• [What is being asked]
Given the material below, repeat exactly the lines from the one containing "Linking in dev with" through the final line, and nothing else.

(Recorded information Opens)

PR #2229, opened 2022-09-16
Switch to fewest modules linking in dev.

rpiaggio:
Linking in dev with fewest modules will make HMR unfeasible, but it seems to speed up the fast linker considerably, with times of 7s when making a small change in code, vs 90s we had with smallest-modules-for.


cquiroz (approved):
Yes, let's test it

PR #2242, opened 2022-09-20
Overlay all science targets on aladin

cquiroz:
This is a change that in paper seemed simple but ended up being fairly large (thus the PR size)

When we have an asterism for Aladin and AGS they are treated as independent targets while instead you want to do both (vizualization and ags) on the base coordinates of the asterism (Understood as the calculated center)

image (2)

This is a fairly large change and it will likely lead to regression, thus testing will be needed


cquiroz:
https://user-images.githubusercontent.com/3615303/191371461-36043cb1-c108-466f-8bad-e111e5a44398.mp4

toddburnside (approved):
I won't pretend to understand all the changes but the code looks fine and I'll trust that any issues are uncovered by testing. :)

(Recorded information Closes)

• [Answer to this task]
Linking in dev with fewest modules will make HMR unfeasible, but it seems to speed up the fast linker considerably, with times of 7s when making a small change in code, vs 90s we had with smallest-modules-for.


cquiroz (approved):
Yes, let's test it

PR #2242, opened 2022-09-20
Overlay all science targets on aladin

cquiroz:
This is a change that in paper seemed simple but ended up being fairly large (thus the PR size)

When we have an asterism for Aladin and AGS they are treated as independent targets while instead you want to do both (vizualization and ags) on the base coordinates of the asterism (Understood as the calculated center)

image (2)

This is a fairly large change and it will likely lead to regression, thus testing will be needed


cquiroz:
https://user-images.githubusercontent.com/3615303/191371461-36043cb1-c108-466f-8bad-e111e5a44398.mp4

toddburnside (approved):
I won't pretend to understand all the changes but the code looks fine and I'll trust that any issues are uncovered by testing. :)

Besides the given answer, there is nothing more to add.